Task details
Every single entry needs to appear again exactly as given.

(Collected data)
PR #148, opened 2019-07-22
Split report.xslt to multiple files

Hebcak:
Closes #137

PR #155, opened 2019-07-31
Added support for directories in report uploading script.

paveljandejsek:
Needed for #148 to correctly zip and upload report folder (support for folders will also need to be added for JRS).


paveljandejsek:
Generated [reports](http://95.168.205.146:8080/reports/155/index.xml)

Response for this exercise
PR #148, opened 2019-07-22
Split report.xslt to multiple files

Hebcak:
Closes #137

PR #155, opened 2019-07-31
Added support for directories in report uploading script.

paveljandejsek:
Needed for #148 to correctly zip and upload report folder (support for folders will also need to be added for JRS).


paveljandejsek:
Generated [reports](http://95.168.205.146:8080/reports/155/index.xml)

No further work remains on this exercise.